We herein present FSA D6X variants that catalyze aldol additions of ethanal (1a) and simple ketones 1b, 1e, and 1f to nonphosphorylated hydroxyaldehydes (2c,d). Substitution of D6 in wild-type FSA by amino acids such as L, N, Q, E, or H is critical to generate favorable interactions at the active site for nucleophile activation. It is noteworthy that different residues in this position with dissimilar electronic and steric properties, but not the native aspartate, rendered enzymes that were able to catalyze the addition. Because the isosteric neutral mutation D6N was active, aspartate appears to have a detrimental electronic effect for the addition of nonfunctionalized aliphatic ketones and ethanal to nonphosphorylated electrophilic substrates. Propanone (1b) was accepted as nucleophile component with all the selected electrophiles. Propanone is the closest analogue of hydroxypropanone, the best reported hydroxymethylketone nucleophile substrate for FSA.[24,25,28] The FSA D6H variant was effective with most of the reactions, accepting structurally different nucleophiles (e.g., 1a and 1f). Since none of the nucleophiles or electrophiles studied here has equivalent hydroxyl groups to those present in hydroxyketones, which can establish hydrogen-bond interactions with residue D6 (Figure ), it could be speculated that H in position 6 could have a role limiting the conformational mobility of substrates because of its larger size. This could pose a hindrance to the rotation of the C–N enamine bond and favor an adequate orientation of the approaching acceptor carbonyl, thus favoring the reaction of selected substrates.

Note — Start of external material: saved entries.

PR #3105, opened 2026-07-24
seize, cr-restore: add sentinel notification for batched device plugins

AlanFokCo:
## Problem

The `CHECKPOINT_DEVICES` and `RESUME_DEVICES_LATE` plugin hooks are called once per task in a loop. Plugins that must act only after *all* device PIDs have been iterated — for example to run a batched/parallel checkpoint across several GPUs — have no reliable way to detect the end of iteration.

## Solution

Add a sentinel invocation with `pid = -1` after each per-PID loop:

- `seize.c` (`checkpoint_devices`): `run_plugins(CHECKPOINT_DEVICES, -1)`
- `cr-restore.c`: `run_plugins(RESUME_DEVICES_LATE, -1)`

Plugins that don't care return `-ENOTSUP`, which is already ignored, so existing plugins (e.g. amdgpu_plugin) are unaffected. No new hook point and no plugin API version bump.

## Backward compatibility

Behaviour only changes if a plugin explicitly handles `pid == -1`. With no device plugin loaded, both sentinel calls return `-ENOTSUP` and are ignored.

## Testing

- `make criu -j$(nproc)` builds cleanly with `-Werror`
- zdtm basic suite unaffected (sentinel is a no-op without a device plugin)

Design discussed in: https://github.com/checkpoint-restore/criu/discussions/3104

### DIFF
--- a/criu/seize.c
+++ b/criu/seize.c
@@ -1143,6 +1143,14 @@ int checkpoint_devices(void)
 			goto err;
 	}
 
+	/*
+	 * Sentinel: every device PID has been iterated; let plugins run
+	 * any batched work that must happen once per checkpoint.
+	 */
+	ret = run_plugins(CHECKPOINT_DEVICES, -1);
+	if (ret < 0 && ret != -ENOTSUP)
+		goto err;
+
 	exit_code = 0;
 err:
 	return exit_code;
--- a/criu/cr-restore.c
+++ b/criu/cr-restore.c
@@ -2331,6 +2331,19 @@ skip_ns_bouncing:
 			pr_debug("restore late stage hook for external plugin failed\n");
 	}
 
+	/*
+	 * Sentinel: all RESUME_DEVICES_LATE per-PID hooks have completed;
+	 * let plugins run any batched/parallel finalization that must
+	 * happen once, after every device PID has been iterated.
+	 *
+	 * Handle errors as leniently as the per-PID loop above: -ENOTSUP is
+	 * ignored and any other error is logged but tolerated, so we do not
+	 * regress plugins whose hook may return a real error for pid = -1.
+	 */
+	ret = run_plugins(RESUME_DEVICES_LATE, -1);
+	if (ret < 0 && ret != -ENOTSUP)
+		pr_warn("restore late stage sentinel hook failed\n");
+
 	ret = run_scripts(ACT_PRE_RESUME);
 	if (ret)
 		pr_err("Pre-resume script ret code %d\n", ret);


AlanFokCo:
Good catch — fixed in b4a3658. The restore-side sentinel now matches the per-PID loop: -ENOTSUP is ignored and any other error is logged (pr_warn) but tolerated, so plugins like amdgpu_plugin whose kernel-mode pid check may error on pid = -1 won't abort restore. The checkpoint-side sentinel keeps goto err, consistent with the checkpoint per-PID loop.

rst0git:
> Plugins that must act only after all device PIDs have been iterated — for example to run a batched/parallel checkpoint across several GPUs — have no reliable way to detect the end of iteration.

@AlanFokCo Could you please add more information about the use-case (problem you are trying to solve)? What does  "end of iteration" mean in this context?

AlanFokCo:
@rst0git Sure, happy to expand.

## Use case

We maintain a device plugin for checkpoint/restore of multi-GPU LLM inference servers (tensor-parallel jobs that run one process per GPU, e.g. 4 or 8 processes). For each GPU process the plugin has to drive the vendor checkpoint API: lock the process, checkpoint its GPU state, then unlock.

Today `CHECKPOINT_DEVICES` is invoked once per task:

```c
for_each_pstree_item(item)
    run_plugins(CHECKPOINT_DEVICES, item->pid->real);
```

If the plugin does the actual checkpoint work *inside* each per-PID call, the GPUs are necessarily checkpointed one after another, so total time is roughly `N_gpus × per_gpu_time`. For an 8-GPU job that is a large, avoidable serialization — the GPU state saves are independent and could run concurrently.

What we want instead:

1. During the per-PID calls, just record/lock each GPU process.
2. Once every device PID has been handed to the plugin, checkpoint them all in parallel (one child per GPU), then wait for all to finish.

Step 2 can only run *after* the plugin has seen the last PID it will be given. That is the missing signal this RFC adds. The restore side is symmetric: collect the PIDs during `RESUME_DEVICES_LATE`, then resume all GPUs in parallel once the iteration is done.

## What "end of iteration" means

criu walks the process tree with `for_each_pstree_item()` and calls the hook once per task. "End of iteration" is simply the point right after that loop finishes — i.e. the plugin has now been presented with every PID it will get for this phase, and no further per-PID calls are coming.

There is currently no notification for that moment, so a batching plugin has to guess (e.g. track a PID count it obtained by other means, or use a timer), both of which are fragile. The proposal is to make it explicit with a sentinel call after the loop:

```c
run_plugins(CHECKPOINT_DEVICES, -1);   /* per-PID iteration finished */
```

`-1` is never a valid task PID, so a plugin can unambiguously distinguish "here is another PID" from "iteration is done, you may run batched work". Plugins that don't care return `-ENOTSUP`, which is already ignored, so existing plugins are unaffected.

rst0git:
> For each GPU process the plugin has to drive the vendor checkpoint API: lock the process, checkpoint its GPU state, then unlock.

How is this different from the CUDA plugin for CRIU?

> What we want instead: During the per-PID calls, just record/lock each GPU process.

The lock action is called via the `PAUSE_DEVICES` hook and this happens before `CHECKPOINT_DEVICES`. Am I missing something?

AlanFokCo:
@rst0git You're right on both points — sorry for being imprecise.

> How is this different from the CUDA plugin for CRIU?

It's not a different plugin — the flow is exactly the CUDA plugin's flow. The difference is only in *how* `CHECKPOINT_DEVICES` is executed. Today the plugin performs the checkpoint action synchronously inside each per-PID hook call, so when a job has several CUDA processes (e.g. a tensor-parallel inference server with one process per GPU), the device checkpoints run strictly one after another. For large models the checkpoint step (device memory → host) dominates the dump time, so N processes cost roughly N× that.

The sentinel enables a plugin-side optimization: during the per-PID `CHECKPOINT_DEVICES` calls the plugin only records the PID (the process is already locked at that point), and on the `pid = -1` call — when it knows no more PIDs are coming — it checkpoints all recorded processes concurrently and waits for them to finish. We run a variant of the CUDA plugin with this scheme in a production environment; with 4 GPU processes the device-checkpoint phase is roughly 4x faster than the sequential version. We'd be happy to contribute the parallel logic as a follow-up to the plugin — it should apply equally on top of the libcuda-based rewrite in #3076.

> The lock action is called via the `PAUSE_DEVICES` hook and this happens before `CHECKPOINT_DEVICES`. Am I missing something?

No, you're right — locking happens in `PAUSE_DEVICES`, before the tree is frozen, and that part is unchanged in what we do. My earlier "record/lock" wording was sloppy, sorry. To restate precisely: `PAUSE_DEVICES` locks per-PID as today; the per-PID `CHECKPOINT_DEVICES` calls only collect PIDs; the actual checkpoint action is deferred to the sentinel so it can run in parallel. The restore side mirrors this: per-PID `RESUME_DEVICES_LATE` collects, and the sentinel restores/unlocks concurrently.

criu/seize.c
```diff
@@ -1143,6 +1143,14 @@ int checkpoint_devices(void)
 			goto err;
 	}
 
+	/*
+	 * Sentinel: every device PID has been iterated; let plugins run
+	 * any batched work that must happen once per checkpoint.
+	 */
+	ret = run_plugins(CHECKPOINT_DEVICES, -1);
```
avagin, line 1150: Reusing CHECKPOINT_DEVICES this way can break other plugins. I think it is better to introduce a new hook type.

rst0git:
@avagin Fergus (@fergusfinn) also implemented similar optimisation in https://github.com/doublewordai/criu/pull/1 and described the results [here](https://blog.doubleword.ai/fast-sglang-starts). From my experiments, parallel checkpoint/restore is most helpful for multi-GPU workloads where we have multiple CUDA processes, for example multiple NCCL ranks, because CRIU can checkpoint/restore those processes concurrently. Checkpoint/restore support for NCCL workloads was recently enabled through the [NCCL checkpoint shim](https://github.com/NVIDIA/nccl/tree/master/contrib/nccl_checkpoint). However, the integration with CRIU and container runtimes is not very clear.

criu/seize.c
rst0git: As an example, @fergusfinn used `RESUME_DEVICES_LATE_FLUSH` in https://github.com/doublewordai/criu/commit/2f30122dbfa22d32021f2209f8c9ac5458694d80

We demonstrate that direct biocatalytic bottom up construction of rare deoxysugars and chiral intermediates is possible by the choice of aldol components using FSA as catalyst with immediate control over sites of deoxygenation. This work, along with previous studies on FSA, has shown the unprecedented versatility of this aldolase with just minimal changes in its active site. In this sense, FSA goes far beyond any known aldolase in its breath of scope for asymmetric organic synthesis, particularly when compared with dihydroxyacetone phosphate (DHAP)-dependent aldolases and DERA for their narrow nucleophile selectivity.[44−48] DERA is highly selective for ethanal but showed two-orders of magnitude lower activity toward ketones such as propanone and fluoropropanone.[48] Further experiments to widen the synthetic scope of FSA for aldol reactions of simple aliphatic aldehydes and ketones to amino aldehydes are in progress.